◆ WORK TASK
A word-for-word restatement of every record is required.

Saved data entries:
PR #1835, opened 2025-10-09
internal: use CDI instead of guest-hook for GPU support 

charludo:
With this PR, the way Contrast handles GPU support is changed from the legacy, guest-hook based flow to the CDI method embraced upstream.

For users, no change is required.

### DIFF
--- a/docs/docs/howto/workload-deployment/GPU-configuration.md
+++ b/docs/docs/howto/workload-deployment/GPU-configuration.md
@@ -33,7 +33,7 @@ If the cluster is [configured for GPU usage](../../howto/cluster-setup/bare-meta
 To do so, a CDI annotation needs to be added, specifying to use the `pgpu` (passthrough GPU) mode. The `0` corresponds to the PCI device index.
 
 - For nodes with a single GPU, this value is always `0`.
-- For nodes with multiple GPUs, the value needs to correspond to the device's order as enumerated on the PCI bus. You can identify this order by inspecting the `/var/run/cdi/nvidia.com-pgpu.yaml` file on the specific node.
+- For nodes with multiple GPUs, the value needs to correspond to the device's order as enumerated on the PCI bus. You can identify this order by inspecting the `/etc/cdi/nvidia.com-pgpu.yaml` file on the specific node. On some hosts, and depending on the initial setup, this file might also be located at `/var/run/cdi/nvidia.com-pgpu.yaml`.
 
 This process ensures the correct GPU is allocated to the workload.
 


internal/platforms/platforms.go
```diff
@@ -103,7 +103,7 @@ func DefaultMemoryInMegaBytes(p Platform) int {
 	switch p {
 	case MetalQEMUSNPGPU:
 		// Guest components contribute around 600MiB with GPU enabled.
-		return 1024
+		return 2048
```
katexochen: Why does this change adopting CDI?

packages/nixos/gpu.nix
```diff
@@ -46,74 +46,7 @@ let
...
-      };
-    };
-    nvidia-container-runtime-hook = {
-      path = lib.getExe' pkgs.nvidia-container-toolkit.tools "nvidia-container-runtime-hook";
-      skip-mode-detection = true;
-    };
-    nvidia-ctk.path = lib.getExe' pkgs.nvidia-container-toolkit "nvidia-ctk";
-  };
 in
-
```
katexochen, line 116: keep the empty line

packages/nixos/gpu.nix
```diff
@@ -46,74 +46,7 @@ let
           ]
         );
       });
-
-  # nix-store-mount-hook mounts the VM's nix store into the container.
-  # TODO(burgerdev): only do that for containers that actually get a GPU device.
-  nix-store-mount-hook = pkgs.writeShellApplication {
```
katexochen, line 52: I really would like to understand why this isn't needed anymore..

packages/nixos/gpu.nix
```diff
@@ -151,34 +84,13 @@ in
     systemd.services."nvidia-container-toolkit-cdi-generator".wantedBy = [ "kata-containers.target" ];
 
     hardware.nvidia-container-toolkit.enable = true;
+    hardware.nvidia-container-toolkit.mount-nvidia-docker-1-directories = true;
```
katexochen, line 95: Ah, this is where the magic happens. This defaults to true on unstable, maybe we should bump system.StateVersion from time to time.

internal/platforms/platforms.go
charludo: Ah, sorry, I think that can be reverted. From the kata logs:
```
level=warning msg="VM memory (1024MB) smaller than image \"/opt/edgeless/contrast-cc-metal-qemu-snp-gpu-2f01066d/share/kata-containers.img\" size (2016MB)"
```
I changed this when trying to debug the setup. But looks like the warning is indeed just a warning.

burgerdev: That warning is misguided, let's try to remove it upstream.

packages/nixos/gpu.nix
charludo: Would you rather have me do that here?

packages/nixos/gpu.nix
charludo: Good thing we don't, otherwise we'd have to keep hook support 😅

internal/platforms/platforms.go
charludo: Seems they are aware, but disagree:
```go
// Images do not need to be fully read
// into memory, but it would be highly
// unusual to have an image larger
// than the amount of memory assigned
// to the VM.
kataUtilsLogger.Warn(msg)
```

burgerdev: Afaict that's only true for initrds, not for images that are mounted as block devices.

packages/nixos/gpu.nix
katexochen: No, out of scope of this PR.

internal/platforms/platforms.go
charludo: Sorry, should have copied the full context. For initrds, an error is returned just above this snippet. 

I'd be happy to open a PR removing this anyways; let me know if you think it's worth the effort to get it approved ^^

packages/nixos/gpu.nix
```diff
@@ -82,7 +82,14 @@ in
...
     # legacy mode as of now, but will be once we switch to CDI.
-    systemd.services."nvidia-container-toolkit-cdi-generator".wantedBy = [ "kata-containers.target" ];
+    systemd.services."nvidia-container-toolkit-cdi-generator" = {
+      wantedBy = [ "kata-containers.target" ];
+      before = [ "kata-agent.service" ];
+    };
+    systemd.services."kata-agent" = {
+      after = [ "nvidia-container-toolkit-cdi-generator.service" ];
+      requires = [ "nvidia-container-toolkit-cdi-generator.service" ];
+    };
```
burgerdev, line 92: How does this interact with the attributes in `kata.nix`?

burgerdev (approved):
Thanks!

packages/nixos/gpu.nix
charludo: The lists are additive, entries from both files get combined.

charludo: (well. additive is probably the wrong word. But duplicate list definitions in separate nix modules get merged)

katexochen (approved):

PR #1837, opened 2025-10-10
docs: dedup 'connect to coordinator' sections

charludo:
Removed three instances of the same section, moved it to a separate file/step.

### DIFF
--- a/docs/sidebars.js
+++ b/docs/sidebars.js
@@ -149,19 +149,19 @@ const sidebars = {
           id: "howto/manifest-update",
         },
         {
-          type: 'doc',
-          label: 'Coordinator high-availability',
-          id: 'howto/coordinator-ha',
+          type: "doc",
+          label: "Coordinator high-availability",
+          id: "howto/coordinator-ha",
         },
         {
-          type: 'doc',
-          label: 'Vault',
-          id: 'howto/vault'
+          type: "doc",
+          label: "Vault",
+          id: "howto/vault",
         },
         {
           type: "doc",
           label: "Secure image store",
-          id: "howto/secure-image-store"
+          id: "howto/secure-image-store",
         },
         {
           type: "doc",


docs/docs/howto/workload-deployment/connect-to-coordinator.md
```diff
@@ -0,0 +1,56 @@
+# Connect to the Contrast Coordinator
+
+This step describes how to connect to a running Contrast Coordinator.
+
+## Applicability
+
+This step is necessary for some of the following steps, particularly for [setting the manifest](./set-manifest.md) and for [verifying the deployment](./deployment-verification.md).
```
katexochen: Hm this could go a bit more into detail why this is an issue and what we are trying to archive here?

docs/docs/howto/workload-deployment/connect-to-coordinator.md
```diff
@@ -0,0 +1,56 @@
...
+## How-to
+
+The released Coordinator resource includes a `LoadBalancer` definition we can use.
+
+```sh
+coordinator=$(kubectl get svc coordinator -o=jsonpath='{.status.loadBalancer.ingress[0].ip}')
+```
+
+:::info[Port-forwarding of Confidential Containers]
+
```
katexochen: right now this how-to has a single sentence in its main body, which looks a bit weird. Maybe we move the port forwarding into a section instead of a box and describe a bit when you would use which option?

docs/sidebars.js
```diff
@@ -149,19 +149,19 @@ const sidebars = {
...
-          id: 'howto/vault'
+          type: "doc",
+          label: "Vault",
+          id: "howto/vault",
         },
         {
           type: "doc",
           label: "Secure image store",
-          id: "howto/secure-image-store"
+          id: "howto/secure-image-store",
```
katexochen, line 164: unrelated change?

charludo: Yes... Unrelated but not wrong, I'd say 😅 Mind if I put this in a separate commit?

◆ RESPONSE TO THE TASK
PR #1835, opened 2025-10-09
internal: use CDI instead of guest-hook for GPU support 

charludo:
With this PR, the way Contrast handles GPU support is changed from the legacy, guest-hook based flow to the CDI method embraced upstream.

For users, no change is required.

### DIFF
--- a/docs/docs/howto/workload-deployment/GPU-configuration.md
+++ b/docs/docs/howto/workload-deployment/GPU-configuration.md
@@ -33,7 +33,7 @@ If the cluster is [configured for GPU usage](../../howto/cluster-setup/bare-meta
 To do so, a CDI annotation needs to be added, specifying to use the `pgpu` (passthrough GPU) mode. The `0` corresponds to the PCI device index.
 
 - For nodes with a single GPU, this value is always `0`.
-- For nodes with multiple GPUs, the value needs to correspond to the device's order as enumerated on the PCI bus. You can identify this order by inspecting the `/var/run/cdi/nvidia.com-pgpu.yaml` file on the specific node.
+- For nodes with multiple GPUs, the value needs to correspond to the device's order as enumerated on the PCI bus. You can identify this order by inspecting the `/etc/cdi/nvidia.com-pgpu.yaml` file on the specific node. On some hosts, and depending on the initial setup, this file might also be located at `/var/run/cdi/nvidia.com-pgpu.yaml`.
 
 This process ensures the correct GPU is allocated to the workload.
 


internal/platforms/platforms.go
```diff
@@ -103,7 +103,7 @@ func DefaultMemoryInMegaBytes(p Platform) int {
 	switch p {
 	case MetalQEMUSNPGPU:
 		// Guest components contribute around 600MiB with GPU enabled.
-		return 1024
+		return 2048
```
katexochen: Why does this change adopting CDI?

packages/nixos/gpu.nix
```diff
@@ -46,74 +46,7 @@ let
...
-      };
-    };
-    nvidia-container-runtime-hook = {
-      path = lib.getExe' pkgs.nvidia-container-toolkit.tools "nvidia-container-runtime-hook";
-      skip-mode-detection = true;
-    };
-    nvidia-ctk.path = lib.getExe' pkgs.nvidia-container-toolkit "nvidia-ctk";
-  };
 in
-
```
katexochen, line 116: keep the empty line

packages/nixos/gpu.nix
```diff
@@ -46,74 +46,7 @@ let
           ]
         );
       });
-
-  # nix-store-mount-hook mounts the VM's nix store into the container.
-  # TODO(burgerdev): only do that for containers that actually get a GPU device.
-  nix-store-mount-hook = pkgs.writeShellApplication {
```
katexochen, line 52: I really would like to understand why this isn't needed anymore..

packages/nixos/gpu.nix
```diff
@@ -151,34 +84,13 @@ in
     systemd.services."nvidia-container-toolkit-cdi-generator".wantedBy = [ "kata-containers.target" ];
 
     hardware.nvidia-container-toolkit.enable = true;
+    hardware.nvidia-container-toolkit.mount-nvidia-docker-1-directories = true;
```
katexochen, line 95: Ah, this is where the magic happens. This defaults to true on unstable, maybe we should bump system.StateVersion from time to time.

internal/platforms/platforms.go
charludo: Ah, sorry, I think that can be reverted. From the kata logs:
```
level=warning msg="VM memory (1024MB) smaller than image \"/opt/edgeless/contrast-cc-metal-qemu-snp-gpu-2f01066d/share/kata-containers.img\" size (2016MB)"
```
I changed this when trying to debug the setup. But looks like the warning is indeed just a warning.

burgerdev: That warning is misguided, let's try to remove it upstream.

packages/nixos/gpu.nix
charludo: Would you rather have me do that here?

packages/nixos/gpu.nix
charludo: Good thing we don't, otherwise we'd have to keep hook support 😅

internal/platforms/platforms.go
charludo: Seems they are aware, but disagree:
```go
// Images do not need to be fully read
// into memory, but it would be highly
// unusual to have an image larger
// than the amount of memory assigned
// to the VM.
kataUtilsLogger.Warn(msg)
```

burgerdev: Afaict that's only true for initrds, not for images that are mounted as block devices.

packages/nixos/gpu.nix
katexochen: No, out of scope of this PR.

internal/platforms/platforms.go
charludo: Sorry, should have copied the full context. For initrds, an error is returned just above this snippet. 

I'd be happy to open a PR removing this anyways; let me know if you think it's worth the effort to get it approved ^^

packages/nixos/gpu.nix
```diff
@@ -82,7 +82,14 @@ in
...
     # legacy mode as of now, but will be once we switch to CDI.
-    systemd.services."nvidia-container-toolkit-cdi-generator".wantedBy = [ "kata-containers.target" ];
+    systemd.services."nvidia-container-toolkit-cdi-generator" = {
+      wantedBy = [ "kata-containers.target" ];
+      before = [ "kata-agent.service" ];
+    };
+    systemd.services."kata-agent" = {
+      after = [ "nvidia-container-toolkit-cdi-generator.service" ];
+      requires = [ "nvidia-container-toolkit-cdi-generator.service" ];
+    };
```
burgerdev, line 92: How does this interact with the attributes in `kata.nix`?

burgerdev (approved):
Thanks!

packages/nixos/gpu.nix
charludo: The lists are additive, entries from both files get combined.

charludo: (well. additive is probably the wrong word. But duplicate list definitions in separate nix modules get merged)

katexochen (approved):

PR #1837, opened 2025-10-10
docs: dedup 'connect to coordinator' sections

charludo:
Removed three instances of the same section, moved it to a separate file/step.

### DIFF
--- a/docs/sidebars.js
+++ b/docs/sidebars.js
@@ -149,19 +149,19 @@ const sidebars = {
           id: "howto/manifest-update",
         },
         {
-          type: 'doc',
-          label: 'Coordinator high-availability',
-          id: 'howto/coordinator-ha',
+          type: "doc",
+          label: "Coordinator high-availability",
+          id: "howto/coordinator-ha",
         },
         {
-          type: 'doc',
-          label: 'Vault',
-          id: 'howto/vault'
+          type: "doc",
+          label: "Vault",
+          id: "howto/vault",
         },
         {
           type: "doc",
           label: "Secure image store",
-          id: "howto/secure-image-store"
+          id: "howto/secure-image-store",
         },
         {
           type: "doc",


docs/docs/howto/workload-deployment/connect-to-coordinator.md
```diff
@@ -0,0 +1,56 @@
+# Connect to the Contrast Coordinator
+
+This step describes how to connect to a running Contrast Coordinator.
+
+## Applicability
+
+This step is necessary for some of the following steps, particularly for [setting the manifest](./set-manifest.md) and for [verifying the deployment](./deployment-verification.md).
```
katexochen: Hm this could go a bit more into detail why this is an issue and what we are trying to archive here?

docs/docs/howto/workload-deployment/connect-to-coordinator.md
```diff
@@ -0,0 +1,56 @@
...
+## How-to
+
+The released Coordinator resource includes a `LoadBalancer` definition we can use.
+
+```sh
+coordinator=$(kubectl get svc coordinator -o=jsonpath='{.status.loadBalancer.ingress[0].ip}')
+```
+
+:::info[Port-forwarding of Confidential Containers]
+
```
katexochen: right now this how-to has a single sentence in its main body, which looks a bit weird. Maybe we move the port forwarding into a section instead of a box and describe a bit when you would use which option?

docs/sidebars.js
```diff
@@ -149,19 +149,19 @@ const sidebars = {
...
-          id: 'howto/vault'
+          type: "doc",
+          label: "Vault",
+          id: "howto/vault",
         },
         {
           type: "doc",
           label: "Secure image store",
-          id: "howto/secure-image-store"
+          id: "howto/secure-image-store",
```
katexochen, line 164: unrelated change?

charludo: Yes... Unrelated but not wrong, I'd say 😅 Mind if I put this in a separate commit?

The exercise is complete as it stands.